Alternative Spring Break goes to Navajo Nation

Spring Breakthrough brought academics right to students at Duke during mid-March; however, other opportunities took place off-campus. Alternative Spring Break, which, as part of Duke Student Affairs’ Alternative Breaks Program, allows students to both serve communities and gain awareness of problems that they wouldn’t otherwise encounter: Last year’s trip, for example, took students to San Diego to learn about human trafficking.

This March, nine students and a supervisor from the Women’s Center, Bibi Gnagno, traveled to northern Arizona to visit the Navajo Nation, which is disproportionately plagued by domestic violence—an issue of little note to the wider population. The struggle stems from both the media’s lack of coverage of indigenous issues and the tribe’s occasional difficulty in communicating such problems. Said Gnagno, “It’s problematic—even the language doesn’t have terms to describe what happens in domestic violence situations.”

The program, which required students to apply and interview for a spot, included trips to nearby Chinle and Kayenta, as well as conversations with law professor Melissa Tatum at the University of Arizona, a traditional native healer, and a U.S. attorney specializing in this sort of litigation.

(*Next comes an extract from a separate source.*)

PR #2818, opened 2024-04-04
More robust On Air reconnect

rodja:
This PR improves the reconnection behavior to the On Air server.


falkoschindler:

Given that the Navajo Nation is a sovereign body, many cases involve questions of authority—does the crime fall under the Navajo or U.S. jurisdiction?—which only get more complicated given that, quite often, non-Navajo individuals are committing the crimes. Any partnership between the two institutions is, unfortunately, shadowed by a backstory filled with broken promises and “historical animosity,” as sophomore Mumbi Kanyogo described it. And the Nation lacks many of the resources necessary to effect changes.

“You could just see the contrast between the reservation and the rest of Arizona,” said Kanyogo, a gender, sexuality, and feminist studies major who, as an intern at the Women’s Center, was the group’s student leader. She noted how the houses—which were mostly trailers—spanned the desert, sometimes separated by twenty miles along a single dirt road; she recalled the natives’ comments about lacking electricity and running water. “Someone said the conditions on the reservation were comparable to a third-world country. It was sad to hear, but also [sad] to go and see that—that this was the reality.”

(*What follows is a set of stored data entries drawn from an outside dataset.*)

Issue #5087, opened 2025-08-28
Faced a trouble with using Ag-Grid's Infinite Row Model


denis-x:
Hello,

I have recently noted, that in my application Ag-Grid's Infinite Row Model discontinued to operate.
I have traced this issue, that function assigned in grid's option ":onGridReady" is not executed, because is redefined in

While the trip did have its highlights—including a stop at the Grand Canyon, and “many impromptu photo-shoot sessions,” according to Kanyogo—the attitude now is of work that isn’t done. Upon returning, the group began fundraising for the Tohdenasshai Shelter, a Kayenta-based organization that provides support for domestic violence survivors, during Duke's annual Native American powwow. The attitude mimicked something Gnagno said before the week, with the goal of “bringing that activism back to Duke.”

“We talk about amplifying voices, but it’s also about seeing the individuals affected,” she said, mentioning how the program builds community among the students on the trip and encourages new trajectories. This trip was simultaneously a taste of how frustrating yet inspiring activism can be. “The fact that there’s so much distance between North Carolina and Arizona, there’s only so much we can do,” said Kanyogo. She added that it’s ”also motivating, in that North Carolina has such a large Native American population. So it’d be interesting to figure out whether that’s a similar problem for them.”